» **WHAT YOU ARE ASKED TO DO**: Give back the full material exactly. Omit no line.
━━━━━ GIVEN RECORDS
PR #1215, opened 2022-10-11
Document what defaults are ok for dictionary values.

jyasskin:
***
<a href="https://whatpr.org/webidl/1215.html" title="Last updated on Oct 13, 2022, 5:14 AM UTC (9996240)">Preview</a> | <a href="https://whatpr.org/webidl/1215/e3d0c74...9996240.html" title="Last updated on Oct 13, 2022, 5:14 AM UTC (9996240)">Diff</a>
━━━━━━━━━━
» **RESPONSE BOX**:
PR #1215, opened 2022-10-11
Document what defaults are ok for dictionary values.

jyasskin:
***
<a href="https://whatpr.org/webidl/1215.html" title="Last updated on Oct 13, 2022, 5:14 AM UTC (9996240)">Preview</a> | <a href="https://whatpr.org/webidl/1215/e3d0c74...9996240.html" title="Last updated on Oct 13, 2022, 5:14 AM UTC (9996240)">Diff</a>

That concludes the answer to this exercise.